Often, when marketing hypes up AI as a tool with revolutionary, transformative potential in the workplace, proponents of it are eager to imagine computers replacing the soft skills and judgment calls humans are best at, replacing talent instead of enhancing it.
“Recruiting is art and science, and when you try to science it down to the lowest level, you lose the art,” said Harper. An example she cites is understanding transferrable skills, especially across industries. A job applicant’s work experience is more than a set of keywords, after all, and a savvy recruiter will understand that someone with customer service experience may have honed the kind of people skills that could make them excel at sales or that someone with mastery of several programming languages may be adept at picking up another.
“The tools that we have available today, having AI understand what those transferable skills are between industries, between types of jobs, and then being able to extract that from a résumé and accurately provide recruiters with results would be really difficult today,” said Harper. “You would actually narrow your funnel of candidates more and more as it learned who got hired, instead of broadening the pipeline.”
While technology evolves rapidly, and certainly a lot of investment is going into developing generative AI to its furthest potential, Harper sees a bright boundary line around the responsible use of automation in hiring today. “I am not comfortable with AI replacing human decision making, only augmenting productivity and effectiveness.”
Despite concerns about automated résumé filtering and the borderline paranoia workers can express online about bots blocking their job applications, Harper sees little evidence of this in practice.
“In many cases, there is an overestimation of the amount of automation used. I won’t say there aren’t companies that are very sophisticated in their algorithms, but for 80% or 90% of the companies out there, the most we’re doing is prioritizing which candidates we look at based on how résumés match up with the requirements on the job description. If anything, the challenge is more that there’s not enough recruiters to look at every résumé than the desire not to look at every resumé,” said Harper.

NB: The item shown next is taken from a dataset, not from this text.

PR #980, opened 2015-03-30
[fix bug 1146432] Populate country field in reports with data.

akatsoulas:


remo/reports/migrations/0016_populate_country_field.py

What about the job seeker’s side? Plenty of websites and apps promise to polish résumés, write sure-fire cover letters, churn out emails, and even supply conversation responses in chats with recruiters. While these tools market themselves as ways to level the playing field, Harper is of two minds about their usefulness.
“Part of me says, hey, everyone should use the tools they have available to them to communicate in the best way possible,” she said. “In some ways, a gen AI application is like a calculator for words. But when do you introduce calculators to kids? When they understand how math works. If you get the wrong answer, that’s not the calculator’s fault.”
As with any tool, the key is to understand what problems you’re hoping to solve with it. “Sometimes that will be AI, and sometimes it won’t,” said Harper. “It’s not a blanket cure-all for everything. This is really a technology in its infancy.”
Ultimately, it comes down to understanding AI and taking responsibility for what it produces. “People need to be reminded that they’re responsible for what the AI writes for them,” said Harper. “If AI writes a résumé for you and the things on it aren’t true, that’s your responsibility to make sure that résumé is truly reflective of your experience. It’s what you put your name on.”